Depends on the SPD cleat. Cheap 'Shimano compatible' ones often wear out quickly as do the Shimano multi-release cleats (the ones designed so you can pull them out vertically under enough upward tension) but the genuine Shimano single release SPD cleats seem to out-last cycling shoes.


----------



## ianrauk (6 Nov 2009)

As per my post above...
The shoes are now on the edge of needing replaced rather then the cleats



GrasB said:


> Depends on the SPD cleat. Cheap 'Shimano compatible' ones often wear out quickly as do the Shimano multi-release cleats (the ones designed so you can pull them out vertically under enough upward tension) but the genuine Shimano single *release SPD cleats seem to out-last cycling shoes.*


----------



## numbnuts (6 Nov 2009)

I have those shimano 520 pedals and I have covered over 20,000 miles and I also go shopping wearing them, as they say so far so good


----------



## GrasB (6 Nov 2009)

ianrauk, so I'm not the only one then.

Oh yeah, you can tell when they wear out as you can basically yank them out the peddle with ease when the peddle tension is at maximum.
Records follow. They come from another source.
PR #937, opened 2024-08-26
SYCL: do not skip CPU if explicitly selected

smeso:
It can be useful to be able to use SYCL on CPU
e.g. to run tests on a machine without a GPU,
like GH's free runners.

With this commit a user can enable the use
of the CPU with the following env variable:

export ONEAPI_DEVICE_SELECTOR="opencl:cpu"


slaren:
This may get more attention from the SYCL developers if the PR is opened in the llama.cpp repository instead.

smeso:
Oh, thanks for the heads up!
Then I'll close this PR and open a similar one in llama.cpp.

PR #946, opened 2024-09-05
vulkan: correctly report support for OP_CONT

smeso:
test-backend-ops fails because ggml_cont aborts
when invoked passing an unsupported type.

This commit makes ggml_cont tests pass


slaren:
The changes look good to me. @0cc4m Can you take a look at this and #947 #948?

0cc4m (approved):

0cc4m:
@slaren Thank you, I checked all of them and they're good.

PR #949, opened 2024-09-05
ggml/examples: add backend support for numerical optimization

JohannesGaessler:
The ultimate goal of this PR is to add backend support for numerical optimization, namely Adam and L-BFGS. As of right now the corresponding computations are done by a single thread outside any of the GGML graphs. As a consequence only a single thread is used and only the CPU backend is compatible. I think the correct way to remedy this is to make the optimizers part of the GGML compute graphs. This also fixes some allocation issues where the optimization code allocates extra tensors to hold persistent extra data for the optimizers. 

As of right now this PR contains my WIP version that only supports stochastic gradient descent and the CPU backend. The training is ~3x faster than on master (but the overall rate of convergence is worse than fully featured Adam).

The overall design that I envision is that the optimizer is specified when creating the backwards graph. If no optimizer is specified, calculate the gradients without touching the weights. If an optimizer is specified, apply it to all parameters after the gradients have been calculated by adding an extra GGML op on top (could probably be optimized to overwrite gradients that are no longer needed). During backwards graph creation also specify any extra tensors needed for the optimizer so they can be correctly allocated for all backends. Functions like `ggml_opt` would then mainly be calling the backwards graph in a loop and check convergence. One potential issue is that the convergence logic would require calls to `ggml_backend_tensor_get` which would make `ggml.c` depend on `ggml_backend.c` (which it currently does not). If that is a problem the optimization code could maybe be moved to a new file like `ggml-algo.c`.

If there are issues with my design please let me know early.

### DIFF
--- a/examples/mnist/mnist-common.cpp
+++ b/examples/mnist/mnist-common.cpp
@@ -264,8 +264,8 @@ mnist_model mnist_model_init_from_file(const std::string & fname, const std::str
 
         model.conv1_bias = ggml_get_tensor(model.ctx_weight, "conv1.bias");
         GGML_ASSERT(model.conv1_bias->type == GGML_TYPE_F32);
-        GGML_ASSERT(model.conv1_bias->ne[0] == MNIST_HW);
-        GGML_ASSERT(model.conv1_bias->ne[1] == MNIST_HW);
+        GGML_ASSERT(model.conv1_bias->ne[0] == 1);
+        GGML_ASSERT(model.conv1_bias->ne[1] == 1);
         GGML_ASSERT(model.conv1_bias->ne[2] == MNIST_CNN_NCB);
         GGML_ASSERT(model.conv1_bias->ne[3] == 1);
 
@@ -278,8 +278,8 @@ mnist_model mnist_model_init_from_file(const std::string & fname, const std::str
 
         model.conv2_bias = ggml_get_tensor(model.ctx_weight, "conv2.bias");
         GGML_ASSERT(model.conv2_bias->type == GGML_TYPE_F32);
-        GGML_ASSERT(model.conv2_bias->ne[0] == MNIST_HW/2);
-        GGML_ASSERT(model.conv2_bias->ne[1] == MNIST_HW/2);
+        GGML_ASSERT(model.conv2_bias->ne[0] == 1);
+        GGML_ASSERT(model.conv2_bias->ne[1] == 1);
         GGML_ASSERT(model.conv2_bias->ne[2] == MNIST_CNN_NCB*2);
         GGML_ASSERT(model.conv2_bias->ne[3] == 1);
 
--- a/examples/mnist/mnist-common.cpp
+++ b/examples/mnist/mnist-common.cpp
@@ -556,15 +556,6 @@ void mnist_model_train(mnist_model & model, const float * images, const float * 
                 ggml_backend_graph_compute(model.backend, gb_opt);
                 ggml_graph_reset(gb_grad); // Set gradients to zero, do not reset optimizer.
             }
-            for (int j = 0; j < gb_grad->n_nodes; ++j) {
-                struct ggml_tensor * node = gb_grad->nodes[j];
-
-                if (node->op != GGML_OP_OPT_STEP_ADAM) {
-                    continue;
-                }
-
-                node->op_params[0]++;
-            }
 
             ggml_backend_tensor_get(model.loss,   &loss,         0, ggml_nbytes(model.loss));
             ggml_backend_tensor_get(model.logits, logits.data(), 0, ggml_nbytes(model.logits));
--- a/examples/mnist/mnist-common.cpp
+++ b/examples/mnist/mnist-common.cpp
@@ -1,3 +1,5 @@
+#include "ggml-alloc.h"
+#include "ggml-backend.h"
 #include "ggml.h"
 
 #include "mnist-common.h"
@@ -158,16 +160,20 @@ mnist_model mnist_model_init_from_file(const std::string & fname) {
     mnist_model model;
     fprintf(stderr, "%s: loading model weights from '%s'\n", __func__, fname.c_str());
 
-    struct gguf_init_params params = {
-        /*.no_alloc   =*/ false,
-        /*.ctx        =*/ &model.ctx_weight,
-    };
-    gguf_context * ctx = gguf_init_from_file(fname.c_str(), params);
-    if (!ctx) {
-        fprintf(stderr, "%s: gguf_init_from_file() failed\n", __func__);
-        exit(1);
+    struct gguf_context * ctx_be; // be == backend
+
+    {
+        struct gguf_init_params params = {
+            /*.no_alloc   =*/ true,
+            /*.ctx        =*/ &model.ctx_weight,
+        };
+        ctx_be = gguf_init_from_file(fname.c_str(), params);
+        if (!ctx_be) {
+            fprintf(stderr, "%s: gguf_init_from_file() failed\n", __func__);
+            exit(1);
+        }
     }
-    model.arch = gguf_get_val_str(ctx, gguf_find_key(ctx, "general.architecture"));
+    model.arch = gguf_get_val_str(ctx_be, gguf_find_key(ctx_be, "general.architecture"));
     fprintf(stderr, "%s: model arch is %s\n", __func__, model.arch.c_str());
 
     if (model.arch == "mnist-fc") {
@@ -239,6 +245,43 @@ mnist_model mnist_model_init_from_file(const std::string & fname) {
     } else {
         fprintf(stderr, "%s: unknown model arch: %s\n", __func__, model.arch.c_str());
     }
+    model.buf_weightt = ggml_backend_alloc_ctx_tensors(model.ctx_weight, model.backend);
+
+    void * buf_tmp = malloc(model.size_weight);
+    struct ggml_context * ctx_ggml_tmp;
+    {
+        struct ggml_init_params params = {
+            /*.mem_size   =*/ model.size_weight,
+            /*.mem_buffer =*/ buf_tmp,
+            /*.no_alloc   =*/ false,
+        };
+        ctx_ggml_tmp = ggml_init(params);
+    }
+    struct gguf_context * ctx_gguf_tmp;
+    {
+        struct gguf_init_params params = {
+            /*.no_alloc   =*/ false,
+            /*.ctx        =*/ &ctx_ggml_tmp,
+        };
+        ctx_gguf_tmp = gguf_init_from_file(fname.c_str(), params);
+        if (!ctx_gguf_tmp) {
+            fprintf(stderr, "%s: gguf_init_from_file() failed\n", __func__);
+            exit(1);
+        }
+    }
+    for (const std::string & s : {"fc1.weight", "fc1.bias", "fc2.weight", "fc2.bias"}) {
+        const struct ggml_tensor * src = ggml_get_tensor(ctx_ggml_tmp,     s.c_str());
+        struct       ggml_tensor * dst = ggml_get_tensor(model.ctx_weight, s.c_str());
+        GGML_ASSERT(ggml_nbytes(src) == ggml_nbytes(dst));
+        ggml_backend_tensor_set(dst, src->data, 0, ggml_nbytes(dst));
+    }
+
+    gguf_free(ctx_gguf_tmp);
+    ggml_free(ctx_ggml_tmp);
+    free(buf_tmp);
+
+    gguf_free(ctx_be);
+
     fprintf(stderr, "%s: successfully loaded weights from %s\n", __func__, fname.c_str());
     return model;
 }
@@ -408,6 +451,8 @@ void mnist_model_build(mnist_model & model, const int nbatch) {
     GGML_ASSERT(model.loss->ne[1] == 1);
     GGML_ASSERT(model.loss->ne[2] == 1);
     GGML_ASSERT(model.loss->ne[3] == 1);
+
+    model.buf_compute = ggml_backend_alloc_ctx_tensors(model.ctx_compute, model.backend);
 }
 
 mnist_eval_result mnist_model_eval(const mnist_model & model, const float * images, const float * labels, const int nex, const int nthreads) {
@@ -419,17 +464,27 @@ mnist_eval_result mnist_model_eval(const mnist_model & model, const float * imag
     {
         const int64_t t_start_us = ggml_time_us();
 
+        float loss;
+        std::vector<float> logits(model.nbatch*MNIST_NCLASSES);
+
+        GGML_ASSERT(sizeof(loss)  == ggml_nbytes(model.loss));
+        GGML_ASSERT(logits.size() == ggml_nelements(model.logits));
+
         GGML_ASSERT(nex % model.nbatch == 0);
         for (int iex0 = 0; iex0 < nex; iex0 += model.nbatch) {
-            memcpy(model.images->data, images + iex0*MNIST_NINPUT,   ggml_nbytes(model.images));
-            memcpy(model.labels->data, labels + iex0*MNIST_NCLASSES, ggml_nbytes(model.labels));
-            ggml_graph_compute_with_ctx(model.ctx_compute, gf, nthreads);
+            ggml_backend_tensor_set(model.images, images + iex0*MNIST_NINPUT,   0, ggml_nbytes(model.images));
+            ggml_backend_tensor_set(model.labels, labels + iex0*MNIST_NCLASSES, 0, ggml_nbytes(model.labels));
 
-            result.loss.push_back(*ggml_get_data_f32(model.loss));
+            ggml_backend_graph_compute(model.backend, gf);
+
+            ggml_backend_tensor_get(model.loss,   &loss,         0, ggml_nbytes(model.loss));
+            ggml_backend_tensor_get(model.logits, logits.data(), 0, ggml_nbytes(model.logits));
+
+            result.loss.push_back(loss);
 
             for (int iexb = 0; iexb < model.nbatch; ++iexb) {
-                const float * logits_data = ggml_get_data_f32(model.logits) + iexb*MNIST_NCLASSES;
-                result.pred.push_back(std::max_element(logits_data, logits_data + MNIST_NCLASSES) - logits_data);
+                const float * logits_iexb = logits.data() + iexb*MNIST_NCLASSES;
+                result.pred.push_back(std::max_element(logits_iexb, logits_iexb + MNIST_NCLASSES) - logits_iexb);
             }
         }
 
--- a/examples/mnist/mnist-common.cpp
+++ b/examples/mnist/mnist-common.cpp
@@ -530,13 +530,16 @@ mnist_eval_result mnist_model_eval(mnist_model & model, const float * images, co
 void mnist_model_train(mnist_model & model, const float * images, const float * labels, const int nex, const int nepoch, const float val_split) {
     const int64_t t_start_us = ggml_time_us();
 
+    // gf == graph forward, forward pass only.
     struct ggml_cgraph * gf = ggml_new_graph_custom(model.ctx_compute, GGML_DEFAULT_GRAPH_SIZE, /*grads =*/ true); // Forward pass.
     ggml_build_forward_expand(gf, model.loss);
 
-    struct ggml_cgraph * gb_grad = ggml_graph_dup(model.ctx_compute, gf); // Backward pass, gradients.
+    // gb_grad == graph backward gradients, forward pass, then backward pass to calculate gradients.
+    struct ggml_cgraph * gb_grad = ggml_graph_dup(model.ctx_compute, gf);
     ggml_build_backward_expand(model.ctx_compute, gf, gb_grad, /*accumulate =*/ true, false);
 
-    struct ggml_cgraph * gb_opt = ggml_graph_dup(model.ctx_compute, gf); // Backward pass, gradients + optimizer.
+    // gb_opt == graph backward optimize, forward pass, then backward pass to calculate gradients, then optimizer step.
+    struct ggml_cgraph * gb_opt = ggml_graph_dup(model.ctx_compute, gb_grad);
     ggml_build_opt_adamw(model.ctx_compute, gf, gb_opt, 1e-3f, 0.9f, 0.999f, 1e-8f, 0.0f);
 
     model.buf_compute = ggml_backend_alloc_ctx_tensors(model.ctx_compute, model.backend);
@@ -556,8 +559,6 @@ void mnist_model_train(mnist_model & model, const float * images, const float * 
         for (; iex0 < iex_split; iex0 += model.nbatch_physical) {
             ggml_backend_tensor_set(model.images, images + iex0*MNIST_NINPUT,   0, ggml_nbytes(model.images));
             ggml_backend_tensor_set(model.labels, labels + iex0*MNIST_NCLASSES, 0, ggml_nbytes(model.labels));
-
-            ggml_backend_graph_compute(model.backend, gf); // Always compute forward pass.
 
             // With a period of nbatch_logical/nbatch_physical iterations:
             if ((iex0 + model.nbatch_physical) % model.nbatch_logical != 0) {
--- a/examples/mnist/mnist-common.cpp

I've never had this happen with the Shimano single release SPD cleats, generally they get thrown away with the shoe cause I can't detach the cleat (I do a fair amount of walking on my cleats). Also the attachment surfaces are on the top side of the cleat, so you can have the underside battered to hell & back but the attachment surfaces can be basically pristine.


----------



## 3tyretrackterry (7 Nov 2009)

thanks for the replies i should be ok for a few more miles yet


----------



## Auntie Helen (7 Nov 2009)

Done 12,500 miles with my cleats and they're looking fine.


----------



## arallsopp (7 Nov 2009)

Coming up that distance on mine too now. Time Atacs. Seem fine. I don't walk much on them. They're partly recessed (MTB style shoe) but whilst this protects them to some degree, it does also mean they do the odd wander to the shops at lunch.


----------



## gaz (7 Nov 2009)

I'm lucky if mine last 3 months!! but then i do use SPD-SL.


----------